Enhancing Energy Efficiency in Jet Ejectors: A Computational Fluid Dynamics Investigation

Abstract

Abstract: This study investigates the analysis of the operating modes of two distinct jet ejector types, namely, Constant Rate of Momentum Change (CRMC), Constant Pressure Mixing (CPM). Computational Fluid Dynamics (CFD) was employed to thoroughly examine and evaluate their respective geometrical attributes. Through our comprehensive scrutiny, we ascertained the notably superior performance of CRMC ejectors. This superiority is primarily linked to the continuous presence of compression shock waves within the flow processes of CRMC, which consequently lead to comparable or even diminished critical condenser pressures.
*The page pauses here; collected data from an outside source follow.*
PR #84, opened 2023-02-01
Add virtual_disk_info module

justinc1:
Module sample output is:
```
  sample:
    name: demo-virtual-disk
    block_size: 1048576
    size: 1073741824
    replication_factor: 2
    uuid: 7983b298-c37a-4c99-8dfe-b2952e81b092
```

`size` gets value from `capacityBytes` in API response. API field `totalAllocationBytes` is ignored, until it gets clear why it is equal to `capacityBytes`.

### DIFF
--- a/.github/workflows/ci-test.yml
+++ b/.github/workflows/ci-test.yml
@@ -91,6 +91,7 @@ jobs:
     runs-on: [self-hosted2]
     container: python:3.10-slim-buster
     env:
+      DEBIAN_FRONTEND: noninteractive
       ANSIBLE_COLLECTIONS_PATH: /work-dir
       # vm_import|vm_export - they need SMB server
       # dns_config|time_server - NTP cannot be reconfigured if DNS is invalid
@@ -105,7 +106,7 @@ jobs:
       - run: apt update
       - run: apt install -y git make
       - run: pip install ansible-core==2.13.1
-      - run: apt install -y genisoimage
+      - run: apt install -y genisoimage qemu-utils
       - run: apt install -y jq
       - run: mkdir -p $WORKDIR
       - run: cp -a ./  $WORKDIR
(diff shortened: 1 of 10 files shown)


justinc1:
Raw API response is like:
```
TASK [Show particular disk info] ***************************************************************
ok: [localhost] => 
  result.record[0]:
    blockSize: 1048576
    capacityBytes: 1073741824
    name: ci-test-virtual-disk-1.qcow2
    replicationFactor: 2
    totalAllocationBytes: 1073741824
    uuid: 55eec75d-008b-4f1f-af2d-054fbbb4a933
```

Can you agree about proposed virtual_disk_info module output:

The core objective of this research is to advance the application of jet-ejector refrigeration technology, especially for the efficient harnessing of low-grade waste heat, thereby contributing to enhanced energy efficiency and sustainable cooling solutions. We concentrated on two operational modes, CRMC and CPM, and employed CFD to analyze the geometry of these ejectors. We found a particular configuration called RSO-2 that demonstrated exceptional performance after carrying out extensive experiments encompassing 53 different parameter combinations using the Taguchi Design of Experiments. With regard to the throat inlet, RSO-2 demonstrated an exceptional mass flow rate of 5.28E+05 J kg-1 and a Mach number of 1.5418 at the throat exit. Furthermore, a strong correlation was found between the diameter of the throat and the radius of the mixing chamber, as revealed by our thorough sensitivity analysis. This discovery offers important new information for the development of jet ejector designs.